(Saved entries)
PR #1839, opened 2022-12-02
[DUOS-2116][risk=medium] Allow SOs and Admins to add/remove user roles.

otchet-broad:
[DUOS-2116](https://broadworkbench.atlassian.net/browse/DUOS-2116) contains rules and conditions for when specific roles should be authorized to change specific user role attributes.  This PR implements those rules.  In doing so, these interfaces support delegating specific operations which were exclusive to administrators to signing officials.

Signing Officials should be able to:
Add the IT Director, Data Submitter, and Signing Official role to users with the same institutional Id.
Add the IT Director, Data Submitter, and Signing Official role to users with no institutional id.  When doing so for these cases, the user's institutional id will be set to the signing offical's institution id.
Remove the IT Director, Data Submitter roles from users with the same and non-null institutional Id.
Remove the Signing Official role from _other_ users with the same and non-null institutional Id. 

This PR also addresses:

- A new pattern for performing actions across DAOs in an SQL Transactional context.
- Improving performance of the UserRoles enumeration helper methods by reducing array creation and evaluation
- Removes a signing official's ability to remove themselves as a signing official via the api/user PUT (updateSelf) method

----

- Verify all tests go green


src/main/java/org/broadinstitute/consent/http/service/UserService.java
```diff
@@ -114,6 +117,15 @@ public User updateUserFieldsById(UserUpdateFields userUpdateFields, Integer user
...
     }
 
+    public void insertRoleAndInstitutionForUser(UserRole role, Integer institutionId, Integer userId) {
+        jdbi.useTransaction(transactionHandle -> {
+            UserDAO userDAOT = transactionHandle.attach(UserDAO.class);
+            UserRoleDAO userRoleDAOT = transactionHandle.attach(UserRoleDAO.class);
+            userDAOT.updateInstitutionId(userId, institutionId);
+            userRoleDAOT.insertSingleUserRole(role.getRoleId(), userId);
+        });
+    }
```
rushtong: One thing I'd like to try and maintain is a clean separation between the resource, service, and dao layers. If we could move this into a separate dao class, that would allow for other services to make use of it in the future. I'm open to new organizational patterns on this subject. The current pattern we've followed is to have a service-specific dao class, but I think that might be too limiting. Maybe something along the lines of a package for our traditional single statement transactional dao pattern and a separate package for more complex transactional statements like this one.

rushtong: I'm gonna flip flop on my opinion here. As long as we can keep the sql localized to the DAO classes and out of the service classes, I'm happy with this approach.

src/test/java/org/broadinstitute/consent/http/service/UserServiceTest.java
```diff
@@ -78,7 +82,7 @@ public void setUp() {
     }
 
     private void initService() {
-        service = new UserService(userDAO, userPropertyDAO, userRoleDAO, voteDAO, institutionDAO, libraryCardDAO, samDAO);
+        service = new UserService(userDAO, userPropertyDAO, userRoleDAO, voteDAO, institutionDAO, libraryCardDAO, samDAO, jdbi);
```
rushtong: A disadvantage of this approach in the service class is that we can't (and shouldn't) have an integration test on the code block that does the multi-statement transaction.

src/test/java/org/broadinstitute/consent/http/service/dao/UserServiceDAOTest.java
```diff
@@ -0,0 +1,74 @@
...
+
+    @Test
+    public void testTransactionRollbackAfterMultipleInserts(){
+        boolean exceptionCaught = false;
+        User testUser = createUser();
+        Institution institution = createInstitution();
+        assertTrue(Optional.ofNullable(testUser.getInstitutionId()).isEmpty());
+        UserRole userRole = new UserRole(UserRoles.SIGNINGOFFICIAL.getRoleId(), UserRoles.SIGNINGOFFICIAL.getRoleName());
+        try{
+            //it's necessary to copy the code in from the service layer because we're testing that the transaction
```
otchet-broad:
```suggestion
            //it's necessary to copy the code in from the service dao layer because we're testing that the transaction
```

src/main/java/org/broadinstitute/consent/http/enumeration/UserRoles.java
```diff
@@ -22,6 +21,18 @@ public enum UserRoles {
 
     private final String roleName;
     private final Integer roleId;
+    private static final HashSet<Integer> LIST_OF_NON_DAC_ROLE_IDS = new HashSet<>(Arrays.asList(
```
rushtong: Optional. I generally lean towards `Lis.of()` since it makes an immutable copy of the elements. No real difference in this case with `Arrays.asList()`

src/main/java/org/broadinstitute/consent/http/resources/UserResource.java
```diff
@@ -258,30 +282,69 @@ public Response addRoleToUser(@Auth AuthUser authUser, @PathParam("userId") Inte
...
-                JsonObject userJson = userService.findUserWithPropertiesByIdAsJsonObject(authUser, userId);
-                return Response.ok().entity(gson.toJson(userJson)).build();
+            if (activeUser.hasUserRole(UserRoles.ADMIN)) {
+                if (!UserRoles.isValidNonDACRoleId(roleId)) {
+                    throw new BadRequestException("Invalid Role Id");
+                }
+                return doDelete(authUser, userId, roleId, activeUser, user);
+            } else if (activeUser.hasUserRole(UserRoles.SIGNINGOFFICIAL)) {
+                if (!UserRoles.isValidSoAdjustableRoleId(roleId)) {
+                    throw new ForbiddenException("A Signing Official may only remove the following role ids: [6, 7, 8] ");
```
rushtong, line 317: We should document this failure case in `api-docs.yaml` ... look near line 1916. One more thing we're doing is trying to slim down this file by moving the method docs into separate yamls in `src/main/resources/assets/paths`. The `User` schema is already defined in `src/main/resources/assets/schemas` so there shouldn't be any additional code for that.

src/test/java/org/broadinstitute/consent/http/service/dao/UserServiceDAOTest.java
```diff
@@ -0,0 +1,74 @@
...
+import static org.junit.Assert.assertEquals;
+import static org.junit.Assert.assertNotEquals;
+import static org.junit.Assert.assertTrue;
+import static org.mockito.MockitoAnnotations.openMocks;
+
+// This is a utility test to verify a pattern for Database Transactions continues to be supported and works as expected.
+// It should be updated to include new patterns that are developed.
+public class UserServiceDAOTest extends DAOTestHelper {
+
+    UserServiceDAO serviceDAO;
```
rushtong: This can be private

rushtong (commented):
This is very solid, thank you for the changes! See minor comments inline. I think the only thing that is important is the docs one. Love the tests!

src/main/java/org/broadinstitute/consent/http/enumeration/UserRoles.java
connorlbark: I think you can also use `Set.of` for extra simplicity

otchet-broad: Interestingly enough, I've looked at the Java SE Documentation for Java 17 and TIL:
Both List.of and Set.of allow the underlying elements to be modified, even though elements in the collection cannot be added, removed, or replaced.
See: https://docs.oracle.com/en/java/javase/17/docs/api/java.base/java/util/List.html and https://docs.oracle.com/en/java/javase/17/docs/api/java.base/java/util/Set.html
They're very careful to say the underlying elements may be mutable. `However, if the contained elements are themselves mutable, this may cause the List's contents to appear to change.`

For now, I think I'm going to use Set.of.  Nice suggestion Connor.

rushtong (approved):
Thank you for the changes 👍🏽

connorlbark (approved):
👍 looks great!

PR #1840, opened 2022-12-02
[DUOS-2213][risk=no] Adds support for admins to delete one of their own acknowledgements.

otchet-broad:
Testing DUOS-1758 required modifying code to test more than once.  [DUOS-2213](https://broadworkbench.atlassian.net/browse/DUOS-2213) allows an ADMIN user the ability to remove an acknowledgement.

This PR:

- Adds resource, service, and DAO support for removing an acknowledgement for the currently authenticated & authorized user
- Limits this capability to ADMIN users.
- Updates the API docs to include the new endpoint.

----

- Verify all tests go green

### DIFF
--- a/src/main/java/org/broadinstitute/consent/http/db/AcknowledgementDAO.java
+++ b/src/main/java/org/broadinstitute/consent/http/db/AcknowledgementDAO.java
@@ -31,4 +31,6 @@ public interface AcknowledgementDAO extends Transactional<AcknowledgementDAO> {
           + " FROM acknowledgement WHERE user_id = :userId and ack_key IN (<key_list>)")
     List<Acknowledgement> findAcknowledgementsForUser(@BindList("key_list") List<String> keys, @Bind("userId") Integer userId);
 
+    @SqlUpdate("DELETE FROM acknowledgement where user_id = :userId AND ack_key = :key")
+    void deleteAcknowledgement(@Bind("key") String key, @Bind("userId") Integer userId);
 }
--- a/src/main/resources/assets/api-docs.yaml
+++ b/src/main/resources/assets/api-docs.yaml
@@ -1965,6 +1965,31 @@ paths:
           description: No acknowledgement found for the given key.
         500:
           description: Error processing the request.
+    delete:
+      summary: ADMIN ONLY - Delete Acknowledgement by key
+      description: Deletes a specific acknowledgement for the current user by acknowledgement key.  Returns the deleted acknowledgement.
+      parameters:
+        - name: key
+          in: path
+          description: The name of the key.
+          required: true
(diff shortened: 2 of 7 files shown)


src/main/java/org/broadinstitute/consent/http/db/AcknowledgementDAO.java
```diff
@@ -31,4 +31,6 @@ public interface AcknowledgementDAO extends Transactional<AcknowledgementDAO> {
           + " FROM acknowledgement WHERE user_id = :userId and ack_key IN (<key_list>)")
     List<Acknowledgement> findAcknowledgementsForUser(@BindList("key_list") List<String> keys, @Bind("userId") Integer userId);
 
+    @SqlUpdate("DELETE FROM acknowledgement where user_id = :userId AND ack_key = :key")
```
rushtong, line 34: minor nit: 
```suggestion
    @SqlUpdate("DELETE FROM acknowledgement WHERE user_id = :userId AND ack_key = :key")
```

src/main/resources/assets/api-docs.yaml
```diff
@@ -1965,6 +1965,31 @@ paths:
...
+      description: Deletes a specific acknowledgement for the current user by acknowledgement key.  Returns the deleted acknowledgement.
+      parameters:
+        - name: key
+          in: path
+          description: The name of the key.
+          required: true
+          schema:
+            type: string
+      tags:
+        - User
```
rushtong, line 1979: We also have an Admin tag which makes sense for this API

rushtong (approved):
Nice, see minor comments inline 👍🏽

src/main/resources/assets/api-docs.yaml
```diff
@@ -1965,6 +1965,31 @@ paths:
           description: No acknowledgement found for the given key.
         500:
           description: Error processing the request.
+    delete:
+      summary: ADMIN ONLY - Delete Acknowledgement by key
+      description: Deletes a specific acknowledgement for the current user by acknowledgement key.  Returns the deleted acknowledgement.
```
connorlbark, line 1970: any reason only for the current user? it seems plausible that the Admin API would allow deleting anyone's acknowledgement.

connorlbark (approved):
as-is the code looks great and functioned as expected locally.

src/main/resources/assets/api-docs.yaml
otchet-broad: Yes.  There may be compliance issues with doing so. Adding that to the scope of the ticket wasn't needed to verify the correct behavior in your work.  I didn't want/need to open that can of worms at this time.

▸ **WHAT YOU ARE ASKED TO DO**: Among the entries above, the line containing "to signing officials.", the line containing "Signing Officials should", and all lines between them are to be restated word for word; nothing else belongs in the reply.

▸ **OUTPUT OF THE EXERCISE**:
[DUOS-2116](https://broadworkbench.atlassian.net/browse/DUOS-2116) contains rules and conditions for when specific roles should be authorized to change specific user role attributes.  This PR implements those rules.  In doing so, these interfaces support delegating specific operations which were exclusive to administrators to signing officials.

Signing Officials should be able to:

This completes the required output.